╭─ DATA FOR THIS EXERCISE
PR #124, opened 2015-02-23
Cfy 1838 split container support

nir0s:


barakm:
@adamlavie @nir0s what is the status here?

barakm:
@nir0s @adamlavie what is the status here?

nir0s:
This is irrelevant. We can close it.

PR #129, opened 2015-03-09
Cfy 1896 install agent with local workflow

yaelpeled:


cloudify_cli/tests/commands/test_local.py
```diff
@@ -20,6 +20,7 @@
 import os
 import json
 import tempfile
+from dsl_parser.parser import HOST_TYPE
```
dankilman: import should be places below

PR #132, opened 2015-03-12
CFY-2337: enable 'continue download functionality' in wget/curl

0lvin:
Use "continue download partial file feature" in wget/curl for minimize network traffic in case reattempt after failure operation.


nir0s:
Thank you for the pull request.. but the flow you're providing for is deprecated and will be removed with in 3.2.

Thank you.

PR #135, opened 2015-03-19
CFY-2353 use get_rest_client() instead of CloudifyClient

yaelpeled:


dankilman:
Fix already made in different commit

PR #149, opened 2015-04-05
Cfy 2251 add security framework token authentication

noakup:


cloudify_cli/utils.py
```diff
@@ -21,6 +21,8 @@
 import tempfile
 import getpass
 from contextlib import contextmanager
+from itsdangerous import base64_encode
```
noakup: should be in the 2nd bulk

PR #166, opened 2015-05-03
Cfy 1480 teardown after failure

iliapolo:


cosmo-admin:
@idanmo what is the status here? Is this still relevant?

PR #170, opened 2015-05-29
Standard version argument definition.

I159:
Issue
-----

Python SystemExit raises on every system exit event regardless of exit
code even a code is 0. This means exit message writes to stderr. A `Version`
action class uses parser.exit which does system exit, thus we have
version string written into stderr.

Solution
--------

To write a version string directly into stdout before system exit
occurred.

Issue 2
-------

If "--version" `arparse` argument defined in nonstandard way such as
custom actions it will break arguments parsing and cause known "too few
arguments" issue, when "-h" is becoming required argument.
http://stackoverflow.com/questions/19150074/argparse-optional-subparsers-with-store-true-flags

Solution to the issue 2
-----------------------

Use "--version" in standard way using "version" action and custom
function as `version` attribute. Considering the first issue the custom
function mustn't return a string but should write a version string
directly to stdout.
https://docs.python.org/3/library/argparse.html#action

Fixes Bug: https://cloudifysource.atlassian.net/browse/CFY-2773


barakm:
Not relevant anymore.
╰─
_TRY IT:_
Give back each entry so that it matches the original word for word.

_EXERCISE ANSWER:_
PR #124, opened 2015-02-23
Cfy 1838 split container support

nir0s:


barakm:
@adamlavie @nir0s what is the status here?

barakm:
@nir0s @adamlavie what is the status here?

nir0s:
This is irrelevant. We can close it.

PR #129, opened 2015-03-09
Cfy 1896 install agent with local workflow

yaelpeled:


cloudify_cli/tests/commands/test_local.py
```diff
@@ -20,6 +20,7 @@
 import os
 import json
 import tempfile
+from dsl_parser.parser import HOST_TYPE
```
dankilman: import should be places below

PR #132, opened 2015-03-12
CFY-2337: enable 'continue download functionality' in wget/curl

0lvin:
Use "continue download partial file feature" in wget/curl for minimize network traffic in case reattempt after failure operation.


nir0s:
Thank you for the pull request.. but the flow you're providing for is deprecated and will be removed with in 3.2.

Thank you.

PR #135, opened 2015-03-19
CFY-2353 use get_rest_client() instead of CloudifyClient

yaelpeled:


dankilman:
Fix already made in different commit

PR #149, opened 2015-04-05
Cfy 2251 add security framework token authentication

noakup:


cloudify_cli/utils.py
```diff
@@ -21,6 +21,8 @@
 import tempfile
 import getpass
 from contextlib import contextmanager
+from itsdangerous import base64_encode
```
noakup: should be in the 2nd bulk

PR #166, opened 2015-05-03
Cfy 1480 teardown after failure

iliapolo:


cosmo-admin:
@idanmo what is the status here? Is this still relevant?

PR #170, opened 2015-05-29
Standard version argument definition.

I159:
Issue
-----

Python SystemExit raises on every system exit event regardless of exit
code even a code is 0. This means exit message writes to stderr. A `Version`
action class uses parser.exit which does system exit, thus we have
version string written into stderr.

Solution
--------

To write a version string directly into stdout before system exit
occurred.

Issue 2
-------

If "--version" `arparse` argument defined in nonstandard way such as
custom actions it will break arguments parsing and cause known "too few
arguments" issue, when "-h" is becoming required argument.
http://stackoverflow.com/questions/19150074/argparse-optional-subparsers-with-store-true-flags

Solution to the issue 2
-----------------------

Use "--version" in standard way using "version" action and custom
function as `version` attribute. Considering the first issue the custom
function mustn't return a string but should write a version string
directly to stdout.
https://docs.python.org/3/library/argparse.html#action

Fixes Bug: https://cloudifysource.atlassian.net/browse/CFY-2773


barakm:
Not relevant anymore.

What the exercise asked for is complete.